To measure nuclear import, we used U2OS cells stably expressing the fusion protein NFATc1-EGFP (Thermo-Fisher Scientific). The inactive transcription factor NFATc1 resides in the cytosol. Elevated calcium levels in the cytosol lead to the dephosphorylation of NFATc1 by calcineurin thereby inducing its rapid translocation into the nucleus. To increase the calcium level in the cytoplasm, U2OS cells released from nocodazole washout were treated with 0.2 μM thapsigargin, an inhibitor of the sarco-endoplasmic reticulum Ca2+ ATPase. Nuclear import of NFATc1 was then measured in the primary nuclei and MN of U2OS cells at both 6 h and 20 h after nocodazole release. Cells were subsequently fixed with 2% paraformaldehyde and import was quantified based on nuclear fluorescence.

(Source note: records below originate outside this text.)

PR #683, opened 2025-12-09
Dark mode toggle implementation

theEquinoxDev:
**Summary**

This PR adds an optional dark/light mode toggle for the webpack-bundle-analyzer UI, addressing Issue #642.

**Implementation**

-Added a theme toggle button in the interface
-Implemented CSS custom properties for dark/light theme colors
-Stored theme preference using localStorage
-Updated UI components to support both modes

**What kind of change does this PR introduce?**

Type: Feature addition (new functionality)
Scope: User interface enhancement with theme switching capability

**Tests**
No tests added in this PR — functionality affects UI/theme only.

**Breaking changes**
None. Dark mode is optional, defaults to the existing theme.

This PR addresses the exact issue described in #642 by providing a professional dark mode implementation that enhances user experience without disrupting existing functionality. The implementation follows the project's existing patterns and maintains visual consistency across all interface elements.

**Screenshots**

-Dark Theme
image
-Light Theme
image

**Notes**
Happy to update styling or toggle placement based on feedback. 
Thanks for the opportunity to work on this feature!

### DIFF
--- a/client/store.js
+++ b/client/store.js
@@ -14,15 +14,17 @@ export class Store {
   @observable showConcatenatedModulesContent = (localStorage.getItem('showConcatenatedModulesContent') === true);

To measure nuclear import of IBB-DiHcRed60
, U2OS cells were transiently transfected with the IBB-DiHcRed-plasmid (gift from Jan Ellenberg) using Lipofectamine 2000 (Invitrogen). Cells were then synchronized for 10 h with nocodazole, washed as previously described, and released into the cell cycle. Cells were fixed with 2% paraformaldehyde both 6 h and 20 h later, and import was quantified based on nuclear fluorescence.